● **What the task requires**
A set of records appears below. Print them all, word for word.
(Beginning of Records to use)
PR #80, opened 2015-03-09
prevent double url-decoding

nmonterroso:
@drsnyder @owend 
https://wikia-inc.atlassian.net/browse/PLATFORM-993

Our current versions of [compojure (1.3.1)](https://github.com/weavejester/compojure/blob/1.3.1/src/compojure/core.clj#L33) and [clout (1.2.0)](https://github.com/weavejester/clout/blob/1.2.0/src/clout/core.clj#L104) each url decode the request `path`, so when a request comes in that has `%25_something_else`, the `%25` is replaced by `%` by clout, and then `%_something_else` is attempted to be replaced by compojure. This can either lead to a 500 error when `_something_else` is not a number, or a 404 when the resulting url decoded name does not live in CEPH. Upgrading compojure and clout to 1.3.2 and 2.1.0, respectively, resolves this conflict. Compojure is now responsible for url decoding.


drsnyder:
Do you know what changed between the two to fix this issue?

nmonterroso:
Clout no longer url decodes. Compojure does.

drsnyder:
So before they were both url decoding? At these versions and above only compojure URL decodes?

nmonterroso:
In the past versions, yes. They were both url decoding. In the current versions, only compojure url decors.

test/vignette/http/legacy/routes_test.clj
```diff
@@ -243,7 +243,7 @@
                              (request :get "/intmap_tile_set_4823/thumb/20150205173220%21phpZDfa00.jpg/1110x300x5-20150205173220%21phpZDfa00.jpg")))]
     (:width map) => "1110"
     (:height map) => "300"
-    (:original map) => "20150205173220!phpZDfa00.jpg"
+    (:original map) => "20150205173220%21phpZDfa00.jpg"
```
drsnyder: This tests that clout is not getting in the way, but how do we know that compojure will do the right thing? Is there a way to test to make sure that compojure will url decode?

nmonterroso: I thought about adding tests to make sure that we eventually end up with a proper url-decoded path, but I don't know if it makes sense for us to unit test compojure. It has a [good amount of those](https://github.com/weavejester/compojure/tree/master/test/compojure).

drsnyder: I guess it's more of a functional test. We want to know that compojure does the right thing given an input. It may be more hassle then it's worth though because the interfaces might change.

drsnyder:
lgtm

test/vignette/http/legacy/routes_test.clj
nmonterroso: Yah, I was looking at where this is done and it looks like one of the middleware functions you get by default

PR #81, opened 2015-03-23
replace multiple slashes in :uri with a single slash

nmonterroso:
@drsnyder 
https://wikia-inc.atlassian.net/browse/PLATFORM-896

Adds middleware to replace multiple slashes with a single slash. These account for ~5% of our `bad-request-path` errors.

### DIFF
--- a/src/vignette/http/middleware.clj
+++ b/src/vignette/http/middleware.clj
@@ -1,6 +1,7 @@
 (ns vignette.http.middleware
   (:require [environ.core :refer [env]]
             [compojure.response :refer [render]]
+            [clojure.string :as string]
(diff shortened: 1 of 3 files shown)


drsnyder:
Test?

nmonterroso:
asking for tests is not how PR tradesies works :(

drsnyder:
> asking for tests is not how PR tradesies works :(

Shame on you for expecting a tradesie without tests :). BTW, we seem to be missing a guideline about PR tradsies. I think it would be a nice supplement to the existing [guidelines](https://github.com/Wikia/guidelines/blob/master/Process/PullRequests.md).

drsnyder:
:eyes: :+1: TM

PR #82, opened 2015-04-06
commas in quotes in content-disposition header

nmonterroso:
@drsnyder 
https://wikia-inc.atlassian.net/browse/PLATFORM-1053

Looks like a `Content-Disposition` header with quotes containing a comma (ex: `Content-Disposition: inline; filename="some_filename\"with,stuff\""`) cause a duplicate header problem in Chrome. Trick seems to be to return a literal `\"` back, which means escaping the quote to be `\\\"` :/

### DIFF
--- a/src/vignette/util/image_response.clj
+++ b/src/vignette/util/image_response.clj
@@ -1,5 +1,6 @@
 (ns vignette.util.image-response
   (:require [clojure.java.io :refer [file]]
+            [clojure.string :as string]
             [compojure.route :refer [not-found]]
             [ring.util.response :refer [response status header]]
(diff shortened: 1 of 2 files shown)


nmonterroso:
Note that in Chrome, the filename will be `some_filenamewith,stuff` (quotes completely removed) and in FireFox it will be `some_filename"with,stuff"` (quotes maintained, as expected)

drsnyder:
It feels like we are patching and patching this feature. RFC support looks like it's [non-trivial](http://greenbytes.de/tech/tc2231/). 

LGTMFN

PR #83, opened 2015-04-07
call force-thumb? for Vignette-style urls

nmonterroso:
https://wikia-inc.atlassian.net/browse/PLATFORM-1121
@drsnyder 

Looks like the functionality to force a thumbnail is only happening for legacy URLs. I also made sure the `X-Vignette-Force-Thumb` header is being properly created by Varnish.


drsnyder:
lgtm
(End of Records to use)
● **Output of the exercise**
PR #80, opened 2015-03-09
prevent double url-decoding

nmonterroso:
@drsnyder @owend 
https://wikia-inc.atlassian.net/browse/PLATFORM-993

Our current versions of [compojure (1.3.1)](https://github.com/weavejester/compojure/blob/1.3.1/src/compojure/core.clj#L33) and [clout (1.2.0)](https://github.com/weavejester/clout/blob/1.2.0/src/clout/core.clj#L104) each url decode the request `path`, so when a request comes in that has `%25_something_else`, the `%25` is replaced by `%` by clout, and then `%_something_else` is attempted to be replaced by compojure. This can either lead to a 500 error when `_something_else` is not a number, or a 404 when the resulting url decoded name does not live in CEPH. Upgrading compojure and clout to 1.3.2 and 2.1.0, respectively, resolves this conflict. Compojure is now responsible for url decoding.


drsnyder:
Do you know what changed between the two to fix this issue?

nmonterroso:
Clout no longer url decodes. Compojure does.

drsnyder:
So before they were both url decoding? At these versions and above only compojure URL decodes?

nmonterroso:
In the past versions, yes. They were both url decoding. In the current versions, only compojure url decors.

test/vignette/http/legacy/routes_test.clj
```diff
@@ -243,7 +243,7 @@
                              (request :get "/intmap_tile_set_4823/thumb/20150205173220%21phpZDfa00.jpg/1110x300x5-20150205173220%21phpZDfa00.jpg")))]
     (:width map) => "1110"
     (:height map) => "300"
-    (:original map) => "20150205173220!phpZDfa00.jpg"
+    (:original map) => "20150205173220%21phpZDfa00.jpg"
```
drsnyder: This tests that clout is not getting in the way, but how do we know that compojure will do the right thing? Is there a way to test to make sure that compojure will url decode?

nmonterroso: I thought about adding tests to make sure that we eventually end up with a proper url-decoded path, but I don't know if it makes sense for us to unit test compojure. It has a [good amount of those](https://github.com/weavejester/compojure/tree/master/test/compojure).

drsnyder: I guess it's more of a functional test. We want to know that compojure does the right thing given an input. It may be more hassle then it's worth though because the interfaces might change.

drsnyder:
lgtm

test/vignette/http/legacy/routes_test.clj
nmonterroso: Yah, I was looking at where this is done and it looks like one of the middleware functions you get by default

PR #81, opened 2015-03-23
replace multiple slashes in :uri with a single slash

nmonterroso:
@drsnyder 
https://wikia-inc.atlassian.net/browse/PLATFORM-896

Adds middleware to replace multiple slashes with a single slash. These account for ~5% of our `bad-request-path` errors.

### DIFF
--- a/src/vignette/http/middleware.clj
+++ b/src/vignette/http/middleware.clj
@@ -1,6 +1,7 @@
 (ns vignette.http.middleware
   (:require [environ.core :refer [env]]
             [compojure.response :refer [render]]
+            [clojure.string :as string]
(diff shortened: 1 of 3 files shown)


drsnyder:
Test?

nmonterroso:
asking for tests is not how PR tradesies works :(

drsnyder:
> asking for tests is not how PR tradesies works :(

Shame on you for expecting a tradesie without tests :). BTW, we seem to be missing a guideline about PR tradsies. I think it would be a nice supplement to the existing [guidelines](https://github.com/Wikia/guidelines/blob/master/Process/PullRequests.md).

drsnyder:
:eyes: :+1: TM

PR #82, opened 2015-04-06
commas in quotes in content-disposition header

nmonterroso:
@drsnyder 
https://wikia-inc.atlassian.net/browse/PLATFORM-1053

Looks like a `Content-Disposition` header with quotes containing a comma (ex: `Content-Disposition: inline; filename="some_filename\"with,stuff\""`) cause a duplicate header problem in Chrome. Trick seems to be to return a literal `\"` back, which means escaping the quote to be `\\\"` :/

### DIFF
--- a/src/vignette/util/image_response.clj
+++ b/src/vignette/util/image_response.clj
@@ -1,5 +1,6 @@
 (ns vignette.util.image-response
   (:require [clojure.java.io :refer [file]]
+            [clojure.string :as string]
             [compojure.route :refer [not-found]]
             [ring.util.response :refer [response status header]]
(diff shortened: 1 of 2 files shown)


nmonterroso:
Note that in Chrome, the filename will be `some_filenamewith,stuff` (quotes completely removed) and in FireFox it will be `some_filename"with,stuff"` (quotes maintained, as expected)

drsnyder:
It feels like we are patching and patching this feature. RFC support looks like it's [non-trivial](http://greenbytes.de/tech/tc2231/). 

LGTMFN

PR #83, opened 2015-04-07
call force-thumb? for Vignette-style urls

nmonterroso:
https://wikia-inc.atlassian.net/browse/PLATFORM-1121
@drsnyder 

Looks like the functionality to force a thumbnail is only happening for legacy URLs. I also made sure the `X-Vignette-Force-Thumb` header is being properly created by Varnish.


drsnyder:
lgtm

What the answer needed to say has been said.